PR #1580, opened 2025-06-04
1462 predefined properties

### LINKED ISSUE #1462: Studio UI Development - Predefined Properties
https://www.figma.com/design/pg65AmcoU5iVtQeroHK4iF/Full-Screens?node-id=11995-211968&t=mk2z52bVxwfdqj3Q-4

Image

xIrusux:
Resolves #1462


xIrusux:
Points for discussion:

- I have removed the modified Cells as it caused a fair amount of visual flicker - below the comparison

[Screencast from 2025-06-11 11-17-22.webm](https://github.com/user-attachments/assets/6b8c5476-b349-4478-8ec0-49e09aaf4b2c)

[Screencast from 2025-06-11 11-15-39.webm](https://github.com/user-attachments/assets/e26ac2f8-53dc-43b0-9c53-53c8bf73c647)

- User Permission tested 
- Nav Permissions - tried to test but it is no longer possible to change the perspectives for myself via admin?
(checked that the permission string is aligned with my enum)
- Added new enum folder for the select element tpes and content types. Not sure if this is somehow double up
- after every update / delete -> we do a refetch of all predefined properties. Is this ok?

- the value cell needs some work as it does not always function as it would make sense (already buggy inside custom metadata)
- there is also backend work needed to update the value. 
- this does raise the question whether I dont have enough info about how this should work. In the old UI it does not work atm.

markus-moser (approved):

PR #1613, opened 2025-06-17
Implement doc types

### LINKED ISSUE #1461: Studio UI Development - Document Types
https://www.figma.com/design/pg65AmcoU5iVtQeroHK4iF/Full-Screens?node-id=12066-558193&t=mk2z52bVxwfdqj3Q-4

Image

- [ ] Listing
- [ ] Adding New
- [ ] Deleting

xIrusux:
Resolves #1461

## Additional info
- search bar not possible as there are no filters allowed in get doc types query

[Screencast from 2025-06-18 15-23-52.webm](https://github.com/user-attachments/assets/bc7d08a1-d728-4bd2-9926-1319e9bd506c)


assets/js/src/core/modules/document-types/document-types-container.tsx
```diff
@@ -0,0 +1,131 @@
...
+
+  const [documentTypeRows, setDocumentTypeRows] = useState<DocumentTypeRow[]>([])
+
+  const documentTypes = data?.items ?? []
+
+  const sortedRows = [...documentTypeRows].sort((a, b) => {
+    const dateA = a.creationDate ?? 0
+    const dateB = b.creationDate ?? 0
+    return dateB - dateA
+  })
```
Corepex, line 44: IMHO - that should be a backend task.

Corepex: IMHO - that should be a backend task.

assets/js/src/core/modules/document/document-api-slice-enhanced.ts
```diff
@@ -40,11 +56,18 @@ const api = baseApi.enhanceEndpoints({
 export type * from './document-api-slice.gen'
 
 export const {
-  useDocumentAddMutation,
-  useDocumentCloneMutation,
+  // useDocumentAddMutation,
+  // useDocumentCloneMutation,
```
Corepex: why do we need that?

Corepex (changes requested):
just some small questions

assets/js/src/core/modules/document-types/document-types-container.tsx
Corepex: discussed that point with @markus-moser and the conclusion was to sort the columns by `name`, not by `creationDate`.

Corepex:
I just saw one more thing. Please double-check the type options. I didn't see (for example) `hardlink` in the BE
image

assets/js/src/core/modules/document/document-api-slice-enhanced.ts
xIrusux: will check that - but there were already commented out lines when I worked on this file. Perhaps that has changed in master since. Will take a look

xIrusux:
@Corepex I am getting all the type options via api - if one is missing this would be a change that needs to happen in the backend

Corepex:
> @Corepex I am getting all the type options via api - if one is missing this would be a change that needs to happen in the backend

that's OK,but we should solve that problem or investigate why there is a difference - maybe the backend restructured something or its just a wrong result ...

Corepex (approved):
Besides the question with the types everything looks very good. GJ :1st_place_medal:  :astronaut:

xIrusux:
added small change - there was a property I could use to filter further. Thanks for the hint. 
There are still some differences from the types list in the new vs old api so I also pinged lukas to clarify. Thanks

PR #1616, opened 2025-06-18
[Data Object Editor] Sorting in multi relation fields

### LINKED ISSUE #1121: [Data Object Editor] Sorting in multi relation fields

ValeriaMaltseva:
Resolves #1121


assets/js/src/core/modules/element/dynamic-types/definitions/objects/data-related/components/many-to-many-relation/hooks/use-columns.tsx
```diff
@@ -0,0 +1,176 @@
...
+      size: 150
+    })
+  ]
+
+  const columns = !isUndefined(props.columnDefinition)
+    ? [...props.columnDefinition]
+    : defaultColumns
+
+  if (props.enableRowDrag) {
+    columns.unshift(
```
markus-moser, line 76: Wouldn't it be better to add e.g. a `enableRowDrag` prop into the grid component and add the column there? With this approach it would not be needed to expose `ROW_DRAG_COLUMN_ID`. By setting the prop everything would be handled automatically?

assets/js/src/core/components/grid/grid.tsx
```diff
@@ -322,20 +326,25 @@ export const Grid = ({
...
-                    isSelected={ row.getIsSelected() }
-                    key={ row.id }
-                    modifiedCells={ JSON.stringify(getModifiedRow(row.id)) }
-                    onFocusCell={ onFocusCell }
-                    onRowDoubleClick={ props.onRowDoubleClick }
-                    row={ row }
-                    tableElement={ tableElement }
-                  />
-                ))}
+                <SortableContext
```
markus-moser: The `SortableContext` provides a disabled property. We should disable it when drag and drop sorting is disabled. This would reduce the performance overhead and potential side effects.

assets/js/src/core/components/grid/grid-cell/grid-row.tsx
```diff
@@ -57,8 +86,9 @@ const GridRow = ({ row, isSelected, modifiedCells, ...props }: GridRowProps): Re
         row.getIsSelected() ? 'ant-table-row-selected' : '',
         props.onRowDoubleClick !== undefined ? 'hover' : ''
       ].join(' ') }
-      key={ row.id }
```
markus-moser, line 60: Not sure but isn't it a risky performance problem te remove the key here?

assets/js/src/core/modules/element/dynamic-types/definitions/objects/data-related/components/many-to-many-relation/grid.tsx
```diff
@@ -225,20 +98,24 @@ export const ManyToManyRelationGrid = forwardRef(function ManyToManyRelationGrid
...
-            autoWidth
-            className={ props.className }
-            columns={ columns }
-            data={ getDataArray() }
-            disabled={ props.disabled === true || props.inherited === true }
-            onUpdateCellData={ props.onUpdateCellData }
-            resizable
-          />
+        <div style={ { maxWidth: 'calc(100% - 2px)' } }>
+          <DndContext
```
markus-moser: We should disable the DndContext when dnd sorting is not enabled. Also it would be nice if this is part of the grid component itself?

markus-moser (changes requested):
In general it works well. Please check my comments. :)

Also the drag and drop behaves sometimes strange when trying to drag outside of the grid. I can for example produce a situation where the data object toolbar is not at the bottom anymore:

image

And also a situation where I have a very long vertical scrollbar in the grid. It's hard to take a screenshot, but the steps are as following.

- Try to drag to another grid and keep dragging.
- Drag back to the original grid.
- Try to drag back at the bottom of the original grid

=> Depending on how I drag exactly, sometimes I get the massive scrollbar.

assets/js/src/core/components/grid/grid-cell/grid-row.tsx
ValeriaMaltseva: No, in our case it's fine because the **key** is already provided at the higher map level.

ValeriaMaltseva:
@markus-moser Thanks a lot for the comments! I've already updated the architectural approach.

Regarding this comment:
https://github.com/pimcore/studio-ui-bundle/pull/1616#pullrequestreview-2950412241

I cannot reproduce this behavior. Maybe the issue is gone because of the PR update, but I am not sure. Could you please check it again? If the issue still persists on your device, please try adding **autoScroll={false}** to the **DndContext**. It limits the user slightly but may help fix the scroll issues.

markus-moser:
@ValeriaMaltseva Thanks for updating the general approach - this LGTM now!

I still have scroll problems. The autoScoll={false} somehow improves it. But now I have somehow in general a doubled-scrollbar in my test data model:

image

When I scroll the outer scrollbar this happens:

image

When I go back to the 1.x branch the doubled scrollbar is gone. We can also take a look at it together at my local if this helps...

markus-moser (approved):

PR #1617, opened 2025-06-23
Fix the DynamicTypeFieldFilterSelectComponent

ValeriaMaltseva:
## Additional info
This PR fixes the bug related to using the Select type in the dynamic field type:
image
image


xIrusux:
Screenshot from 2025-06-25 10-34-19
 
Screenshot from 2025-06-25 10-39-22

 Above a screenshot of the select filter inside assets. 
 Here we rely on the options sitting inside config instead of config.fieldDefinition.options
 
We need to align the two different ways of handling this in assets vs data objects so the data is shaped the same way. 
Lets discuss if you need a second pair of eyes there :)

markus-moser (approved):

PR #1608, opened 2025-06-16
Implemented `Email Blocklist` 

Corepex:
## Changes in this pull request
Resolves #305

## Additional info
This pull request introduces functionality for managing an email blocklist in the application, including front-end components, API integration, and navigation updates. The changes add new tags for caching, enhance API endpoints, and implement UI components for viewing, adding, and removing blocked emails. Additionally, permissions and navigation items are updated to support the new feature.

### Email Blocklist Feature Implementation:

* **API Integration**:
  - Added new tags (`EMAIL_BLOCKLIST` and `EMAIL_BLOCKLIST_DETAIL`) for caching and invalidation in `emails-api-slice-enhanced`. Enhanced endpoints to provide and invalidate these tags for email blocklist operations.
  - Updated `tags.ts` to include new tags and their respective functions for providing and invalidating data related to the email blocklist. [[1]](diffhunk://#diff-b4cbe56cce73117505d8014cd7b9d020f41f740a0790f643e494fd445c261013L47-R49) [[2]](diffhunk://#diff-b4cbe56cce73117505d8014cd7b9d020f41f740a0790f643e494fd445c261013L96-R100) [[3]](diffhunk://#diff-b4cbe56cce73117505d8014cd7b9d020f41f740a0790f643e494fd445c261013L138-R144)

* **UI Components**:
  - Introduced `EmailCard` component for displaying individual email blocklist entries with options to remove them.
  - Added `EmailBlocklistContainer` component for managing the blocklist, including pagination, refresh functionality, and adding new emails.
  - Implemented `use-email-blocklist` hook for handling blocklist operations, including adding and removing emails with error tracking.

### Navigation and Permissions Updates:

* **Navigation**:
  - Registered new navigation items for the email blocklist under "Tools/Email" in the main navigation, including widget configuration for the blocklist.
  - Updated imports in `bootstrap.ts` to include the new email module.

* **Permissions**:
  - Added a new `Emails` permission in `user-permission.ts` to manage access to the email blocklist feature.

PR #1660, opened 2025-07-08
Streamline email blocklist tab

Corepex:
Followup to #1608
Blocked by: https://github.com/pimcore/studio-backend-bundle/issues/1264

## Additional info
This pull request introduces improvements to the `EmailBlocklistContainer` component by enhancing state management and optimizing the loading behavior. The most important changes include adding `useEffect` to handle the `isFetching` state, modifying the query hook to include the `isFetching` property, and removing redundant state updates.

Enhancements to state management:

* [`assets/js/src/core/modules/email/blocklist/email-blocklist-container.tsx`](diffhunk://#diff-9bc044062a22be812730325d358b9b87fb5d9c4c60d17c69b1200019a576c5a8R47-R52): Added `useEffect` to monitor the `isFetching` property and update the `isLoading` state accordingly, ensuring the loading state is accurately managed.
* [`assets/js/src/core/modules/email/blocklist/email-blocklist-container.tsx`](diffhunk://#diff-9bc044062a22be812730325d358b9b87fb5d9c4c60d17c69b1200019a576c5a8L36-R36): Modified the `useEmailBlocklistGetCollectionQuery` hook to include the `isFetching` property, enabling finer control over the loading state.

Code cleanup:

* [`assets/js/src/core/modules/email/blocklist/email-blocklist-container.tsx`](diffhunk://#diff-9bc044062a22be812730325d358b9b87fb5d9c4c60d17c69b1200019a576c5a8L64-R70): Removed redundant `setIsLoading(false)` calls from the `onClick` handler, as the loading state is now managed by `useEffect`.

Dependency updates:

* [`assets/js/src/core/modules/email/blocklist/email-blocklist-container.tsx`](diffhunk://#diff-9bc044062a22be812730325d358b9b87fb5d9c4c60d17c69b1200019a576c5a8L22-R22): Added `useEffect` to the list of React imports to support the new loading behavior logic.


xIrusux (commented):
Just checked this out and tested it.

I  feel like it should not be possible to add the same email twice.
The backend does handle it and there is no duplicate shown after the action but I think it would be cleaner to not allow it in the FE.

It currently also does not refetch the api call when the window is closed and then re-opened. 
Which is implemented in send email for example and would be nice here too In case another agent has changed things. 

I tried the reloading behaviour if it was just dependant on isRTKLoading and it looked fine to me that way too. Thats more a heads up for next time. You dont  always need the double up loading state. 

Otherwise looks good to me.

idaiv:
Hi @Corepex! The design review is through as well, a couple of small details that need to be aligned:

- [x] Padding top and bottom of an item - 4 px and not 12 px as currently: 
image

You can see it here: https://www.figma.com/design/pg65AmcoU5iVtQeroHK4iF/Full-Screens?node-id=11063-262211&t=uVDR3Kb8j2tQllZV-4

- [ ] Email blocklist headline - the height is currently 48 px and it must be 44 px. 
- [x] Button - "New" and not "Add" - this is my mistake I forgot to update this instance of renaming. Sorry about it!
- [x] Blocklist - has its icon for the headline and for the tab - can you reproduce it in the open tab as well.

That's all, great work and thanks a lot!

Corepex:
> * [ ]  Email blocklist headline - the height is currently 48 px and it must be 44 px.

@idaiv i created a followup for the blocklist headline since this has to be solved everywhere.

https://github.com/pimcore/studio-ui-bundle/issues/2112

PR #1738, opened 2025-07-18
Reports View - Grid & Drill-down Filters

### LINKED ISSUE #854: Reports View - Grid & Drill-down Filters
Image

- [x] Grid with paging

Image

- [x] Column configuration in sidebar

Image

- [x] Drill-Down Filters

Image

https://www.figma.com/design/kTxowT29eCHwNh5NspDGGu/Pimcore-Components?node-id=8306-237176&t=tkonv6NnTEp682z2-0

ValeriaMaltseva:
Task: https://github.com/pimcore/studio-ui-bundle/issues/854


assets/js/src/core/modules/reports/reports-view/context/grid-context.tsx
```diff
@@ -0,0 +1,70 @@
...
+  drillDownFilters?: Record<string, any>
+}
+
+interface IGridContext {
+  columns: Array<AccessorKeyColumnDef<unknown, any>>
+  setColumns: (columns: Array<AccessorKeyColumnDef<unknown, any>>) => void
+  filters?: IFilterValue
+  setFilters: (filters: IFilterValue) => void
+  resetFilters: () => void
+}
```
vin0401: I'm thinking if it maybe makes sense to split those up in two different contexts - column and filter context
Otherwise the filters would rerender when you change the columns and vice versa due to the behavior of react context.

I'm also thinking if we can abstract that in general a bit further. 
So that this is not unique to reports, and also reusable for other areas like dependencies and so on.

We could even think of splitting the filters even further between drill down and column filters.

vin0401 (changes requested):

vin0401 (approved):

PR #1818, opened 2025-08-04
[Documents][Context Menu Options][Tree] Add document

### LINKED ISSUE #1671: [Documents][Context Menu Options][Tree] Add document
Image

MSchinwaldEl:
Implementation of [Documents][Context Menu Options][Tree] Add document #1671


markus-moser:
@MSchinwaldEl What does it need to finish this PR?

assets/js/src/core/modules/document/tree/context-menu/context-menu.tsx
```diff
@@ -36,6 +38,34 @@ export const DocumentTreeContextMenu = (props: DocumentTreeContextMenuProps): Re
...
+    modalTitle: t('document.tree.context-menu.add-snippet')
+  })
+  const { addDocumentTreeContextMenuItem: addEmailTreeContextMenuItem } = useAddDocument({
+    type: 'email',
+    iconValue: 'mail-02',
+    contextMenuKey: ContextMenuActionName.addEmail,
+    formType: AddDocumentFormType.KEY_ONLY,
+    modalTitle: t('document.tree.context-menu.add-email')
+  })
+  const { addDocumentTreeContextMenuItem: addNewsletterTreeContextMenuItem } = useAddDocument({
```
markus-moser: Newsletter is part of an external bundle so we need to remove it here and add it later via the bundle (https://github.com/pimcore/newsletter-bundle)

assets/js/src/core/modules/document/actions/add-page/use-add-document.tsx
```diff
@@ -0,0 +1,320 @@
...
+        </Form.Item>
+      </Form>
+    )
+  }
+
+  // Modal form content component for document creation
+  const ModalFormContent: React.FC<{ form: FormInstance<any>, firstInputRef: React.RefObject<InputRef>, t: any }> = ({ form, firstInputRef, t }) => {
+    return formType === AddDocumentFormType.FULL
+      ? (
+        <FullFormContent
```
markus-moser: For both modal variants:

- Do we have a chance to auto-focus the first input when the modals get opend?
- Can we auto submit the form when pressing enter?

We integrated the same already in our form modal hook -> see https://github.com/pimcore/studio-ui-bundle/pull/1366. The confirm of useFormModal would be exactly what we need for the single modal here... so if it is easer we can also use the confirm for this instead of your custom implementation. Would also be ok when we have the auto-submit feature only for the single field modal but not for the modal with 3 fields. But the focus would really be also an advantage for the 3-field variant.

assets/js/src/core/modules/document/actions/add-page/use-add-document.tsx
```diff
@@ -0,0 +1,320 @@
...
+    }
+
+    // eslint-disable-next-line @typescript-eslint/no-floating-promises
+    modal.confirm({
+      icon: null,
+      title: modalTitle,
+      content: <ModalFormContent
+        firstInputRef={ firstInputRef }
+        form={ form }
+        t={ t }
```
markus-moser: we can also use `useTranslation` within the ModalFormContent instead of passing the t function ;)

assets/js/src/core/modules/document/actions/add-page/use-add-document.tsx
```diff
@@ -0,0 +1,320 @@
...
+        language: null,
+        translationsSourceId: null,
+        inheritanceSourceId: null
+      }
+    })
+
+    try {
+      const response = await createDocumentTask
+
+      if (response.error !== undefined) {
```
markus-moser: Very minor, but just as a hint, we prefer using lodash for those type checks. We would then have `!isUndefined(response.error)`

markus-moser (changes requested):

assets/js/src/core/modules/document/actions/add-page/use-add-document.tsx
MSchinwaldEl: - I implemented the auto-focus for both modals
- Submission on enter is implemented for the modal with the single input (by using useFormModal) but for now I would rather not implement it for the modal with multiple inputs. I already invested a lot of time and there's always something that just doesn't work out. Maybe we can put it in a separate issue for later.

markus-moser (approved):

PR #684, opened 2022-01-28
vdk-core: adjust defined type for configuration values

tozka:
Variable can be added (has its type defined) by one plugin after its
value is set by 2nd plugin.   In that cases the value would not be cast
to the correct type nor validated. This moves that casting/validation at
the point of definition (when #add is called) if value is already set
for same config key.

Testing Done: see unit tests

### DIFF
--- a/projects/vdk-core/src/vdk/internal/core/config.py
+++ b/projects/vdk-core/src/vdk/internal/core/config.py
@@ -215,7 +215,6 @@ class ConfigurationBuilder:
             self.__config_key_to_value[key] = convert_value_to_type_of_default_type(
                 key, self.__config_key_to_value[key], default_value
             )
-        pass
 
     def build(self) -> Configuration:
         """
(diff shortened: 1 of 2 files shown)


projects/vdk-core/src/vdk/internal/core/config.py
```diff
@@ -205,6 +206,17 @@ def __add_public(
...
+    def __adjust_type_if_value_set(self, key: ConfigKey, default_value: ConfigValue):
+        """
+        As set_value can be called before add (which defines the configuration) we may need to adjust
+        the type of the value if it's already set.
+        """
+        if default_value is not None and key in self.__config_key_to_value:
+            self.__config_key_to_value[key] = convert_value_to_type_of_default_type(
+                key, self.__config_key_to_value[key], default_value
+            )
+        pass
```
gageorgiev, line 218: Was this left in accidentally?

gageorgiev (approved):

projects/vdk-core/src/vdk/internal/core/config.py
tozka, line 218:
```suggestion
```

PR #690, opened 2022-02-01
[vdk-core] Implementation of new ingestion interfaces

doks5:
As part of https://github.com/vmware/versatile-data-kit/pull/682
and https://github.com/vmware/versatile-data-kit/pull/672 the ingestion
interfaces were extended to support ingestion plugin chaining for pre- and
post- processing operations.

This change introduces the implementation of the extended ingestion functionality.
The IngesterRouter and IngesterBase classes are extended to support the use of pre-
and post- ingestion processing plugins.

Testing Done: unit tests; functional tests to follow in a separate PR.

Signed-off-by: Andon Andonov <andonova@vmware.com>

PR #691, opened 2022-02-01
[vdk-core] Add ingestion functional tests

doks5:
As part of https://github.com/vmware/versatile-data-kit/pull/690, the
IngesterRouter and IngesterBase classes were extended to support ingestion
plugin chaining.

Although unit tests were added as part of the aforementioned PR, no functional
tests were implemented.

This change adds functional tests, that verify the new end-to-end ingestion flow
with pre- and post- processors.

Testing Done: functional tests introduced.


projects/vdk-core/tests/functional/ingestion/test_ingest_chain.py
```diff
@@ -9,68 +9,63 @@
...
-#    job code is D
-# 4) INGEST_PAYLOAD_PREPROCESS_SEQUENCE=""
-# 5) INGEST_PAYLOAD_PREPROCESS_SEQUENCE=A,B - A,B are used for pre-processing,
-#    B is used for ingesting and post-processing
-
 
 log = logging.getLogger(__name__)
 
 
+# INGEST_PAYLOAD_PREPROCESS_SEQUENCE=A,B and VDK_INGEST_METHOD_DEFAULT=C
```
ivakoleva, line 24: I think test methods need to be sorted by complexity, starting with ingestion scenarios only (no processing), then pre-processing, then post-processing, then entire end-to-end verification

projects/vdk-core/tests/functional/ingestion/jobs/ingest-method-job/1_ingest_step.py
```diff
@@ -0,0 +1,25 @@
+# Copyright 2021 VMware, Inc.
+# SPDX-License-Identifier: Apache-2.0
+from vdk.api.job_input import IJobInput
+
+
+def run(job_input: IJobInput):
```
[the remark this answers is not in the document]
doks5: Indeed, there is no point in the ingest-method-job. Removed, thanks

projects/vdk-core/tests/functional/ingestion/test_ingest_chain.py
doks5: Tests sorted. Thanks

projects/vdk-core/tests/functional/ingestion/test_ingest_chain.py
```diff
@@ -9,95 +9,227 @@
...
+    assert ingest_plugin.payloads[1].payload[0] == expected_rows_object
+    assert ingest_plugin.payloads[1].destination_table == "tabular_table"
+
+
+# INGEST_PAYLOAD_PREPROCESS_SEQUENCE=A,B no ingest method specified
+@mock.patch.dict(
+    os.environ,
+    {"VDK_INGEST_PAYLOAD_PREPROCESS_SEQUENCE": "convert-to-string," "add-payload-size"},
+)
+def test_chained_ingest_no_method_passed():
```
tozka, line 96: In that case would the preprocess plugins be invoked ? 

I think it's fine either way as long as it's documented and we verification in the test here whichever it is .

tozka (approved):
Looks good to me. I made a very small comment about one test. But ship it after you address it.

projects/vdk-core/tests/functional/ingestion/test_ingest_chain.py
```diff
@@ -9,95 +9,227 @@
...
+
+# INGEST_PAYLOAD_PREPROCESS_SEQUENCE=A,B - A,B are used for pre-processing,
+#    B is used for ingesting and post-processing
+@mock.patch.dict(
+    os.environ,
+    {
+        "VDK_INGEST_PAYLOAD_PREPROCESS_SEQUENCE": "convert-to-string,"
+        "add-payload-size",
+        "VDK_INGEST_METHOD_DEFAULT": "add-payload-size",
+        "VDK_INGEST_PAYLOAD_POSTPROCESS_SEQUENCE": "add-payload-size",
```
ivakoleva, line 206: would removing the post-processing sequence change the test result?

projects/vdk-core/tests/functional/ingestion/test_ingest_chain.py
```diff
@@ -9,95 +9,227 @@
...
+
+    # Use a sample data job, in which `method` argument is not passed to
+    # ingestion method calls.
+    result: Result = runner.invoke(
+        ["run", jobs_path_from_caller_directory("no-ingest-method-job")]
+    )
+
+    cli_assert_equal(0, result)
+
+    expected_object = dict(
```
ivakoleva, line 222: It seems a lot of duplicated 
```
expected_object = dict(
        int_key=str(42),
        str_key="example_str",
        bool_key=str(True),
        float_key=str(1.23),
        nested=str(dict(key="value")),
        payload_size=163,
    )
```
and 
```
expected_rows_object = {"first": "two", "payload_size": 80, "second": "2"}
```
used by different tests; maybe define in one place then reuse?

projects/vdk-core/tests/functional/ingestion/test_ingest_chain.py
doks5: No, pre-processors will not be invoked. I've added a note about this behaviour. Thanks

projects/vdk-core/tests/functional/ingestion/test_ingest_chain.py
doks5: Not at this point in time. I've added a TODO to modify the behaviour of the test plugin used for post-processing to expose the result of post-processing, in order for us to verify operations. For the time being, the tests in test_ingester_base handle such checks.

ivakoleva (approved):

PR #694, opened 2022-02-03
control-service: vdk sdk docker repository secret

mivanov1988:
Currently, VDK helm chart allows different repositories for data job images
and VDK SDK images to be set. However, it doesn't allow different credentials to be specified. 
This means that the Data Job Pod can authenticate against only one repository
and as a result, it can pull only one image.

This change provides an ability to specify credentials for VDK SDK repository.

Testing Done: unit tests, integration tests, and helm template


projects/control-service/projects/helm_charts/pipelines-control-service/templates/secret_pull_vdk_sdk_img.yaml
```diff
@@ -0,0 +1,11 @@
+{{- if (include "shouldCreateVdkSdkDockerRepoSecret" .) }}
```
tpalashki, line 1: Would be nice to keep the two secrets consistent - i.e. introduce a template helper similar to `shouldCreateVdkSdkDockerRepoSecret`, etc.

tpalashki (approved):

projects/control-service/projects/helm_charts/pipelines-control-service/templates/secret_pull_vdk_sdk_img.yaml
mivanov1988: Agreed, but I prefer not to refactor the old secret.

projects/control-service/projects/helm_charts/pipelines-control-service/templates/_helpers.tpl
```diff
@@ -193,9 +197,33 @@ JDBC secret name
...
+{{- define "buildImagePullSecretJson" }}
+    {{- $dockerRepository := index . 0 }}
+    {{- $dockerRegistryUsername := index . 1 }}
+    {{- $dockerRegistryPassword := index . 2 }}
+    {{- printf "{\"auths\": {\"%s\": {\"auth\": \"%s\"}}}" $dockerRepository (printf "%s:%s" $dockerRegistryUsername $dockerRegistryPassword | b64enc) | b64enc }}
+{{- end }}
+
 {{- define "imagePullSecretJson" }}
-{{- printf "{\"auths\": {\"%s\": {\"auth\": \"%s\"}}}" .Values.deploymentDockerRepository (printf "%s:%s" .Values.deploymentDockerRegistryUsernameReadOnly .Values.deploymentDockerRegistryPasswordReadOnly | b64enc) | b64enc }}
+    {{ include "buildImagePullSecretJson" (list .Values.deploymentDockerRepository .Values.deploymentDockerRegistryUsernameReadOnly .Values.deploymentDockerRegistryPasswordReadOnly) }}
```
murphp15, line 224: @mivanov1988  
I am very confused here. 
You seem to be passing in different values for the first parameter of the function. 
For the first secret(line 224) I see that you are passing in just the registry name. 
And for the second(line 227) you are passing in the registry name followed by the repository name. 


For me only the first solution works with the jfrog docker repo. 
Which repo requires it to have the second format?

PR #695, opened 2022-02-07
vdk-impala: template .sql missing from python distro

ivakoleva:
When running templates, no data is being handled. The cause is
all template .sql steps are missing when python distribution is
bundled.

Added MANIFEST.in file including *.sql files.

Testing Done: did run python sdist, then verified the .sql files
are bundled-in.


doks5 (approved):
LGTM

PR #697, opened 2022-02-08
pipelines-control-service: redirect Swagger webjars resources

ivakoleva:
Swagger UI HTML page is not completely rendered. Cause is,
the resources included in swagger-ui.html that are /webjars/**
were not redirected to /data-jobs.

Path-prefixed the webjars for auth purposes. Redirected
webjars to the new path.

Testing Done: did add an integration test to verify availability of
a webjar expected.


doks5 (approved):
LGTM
========================================================================
> INSTRUCTIONS FOR THE TASK: Look through the material and copy each line that has "enableRowDrag".

> OUTPUT FOR THIS EXERCISE:
+  if (props.enableRowDrag) {
markus-moser, line 76: Wouldn't it be better to add e.g. a `enableRowDrag` prop into the grid component and add the column there? With this approach it would not be needed to expose `ROW_DRAG_COLUMN_ID`. By setting the prop everything would be handled automatically?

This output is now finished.